-------- EXERCISE INPUT --------

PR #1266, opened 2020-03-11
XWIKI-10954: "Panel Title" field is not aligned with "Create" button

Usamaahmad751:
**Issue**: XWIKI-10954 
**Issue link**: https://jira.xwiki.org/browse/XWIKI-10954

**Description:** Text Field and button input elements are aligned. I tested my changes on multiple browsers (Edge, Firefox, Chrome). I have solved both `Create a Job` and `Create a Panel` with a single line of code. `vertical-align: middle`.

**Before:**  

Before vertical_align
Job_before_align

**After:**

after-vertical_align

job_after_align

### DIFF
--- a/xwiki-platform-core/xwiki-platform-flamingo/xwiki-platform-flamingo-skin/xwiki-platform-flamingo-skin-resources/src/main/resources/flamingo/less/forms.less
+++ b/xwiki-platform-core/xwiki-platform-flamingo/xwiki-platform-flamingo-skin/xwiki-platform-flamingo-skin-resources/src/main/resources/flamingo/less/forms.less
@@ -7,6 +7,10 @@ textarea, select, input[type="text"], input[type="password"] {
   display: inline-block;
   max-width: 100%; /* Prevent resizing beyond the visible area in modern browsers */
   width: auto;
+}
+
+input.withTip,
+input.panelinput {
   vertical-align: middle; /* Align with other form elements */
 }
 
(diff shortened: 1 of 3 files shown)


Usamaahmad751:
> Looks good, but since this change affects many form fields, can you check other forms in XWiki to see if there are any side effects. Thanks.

--------

THE PROBLEM - Set down exactly, and only, the lines from the one with "after-vertical_align" to the final line of the data.

TASK RESULT -
after-vertical_align

job_after_align

### DIFF
--- a/xwiki-platform-core/xwiki-platform-flamingo/xwiki-platform-flamingo-skin/xwiki-platform-flamingo-skin-resources/src/main/resources/flamingo/less/forms.less
+++ b/xwiki-platform-core/xwiki-platform-flamingo/xwiki-platform-flamingo-skin/xwiki-platform-flamingo-skin-resources/src/main/resources/flamingo/less/forms.less
@@ -7,6 +7,10 @@ textarea, select, input[type="text"], input[type="password"] {
   display: inline-block;
   max-width: 100%; /* Prevent resizing beyond the visible area in modern browsers */
   width: auto;
+}
+
+input.withTip,
+input.panelinput {
   vertical-align: middle; /* Align with other form elements */
 }
 
(diff shortened: 1 of 3 files shown)


Usamaahmad751:
> Looks good, but since this change affects many form fields, can you check other forms in XWiki to see if there are any side effects. Thanks.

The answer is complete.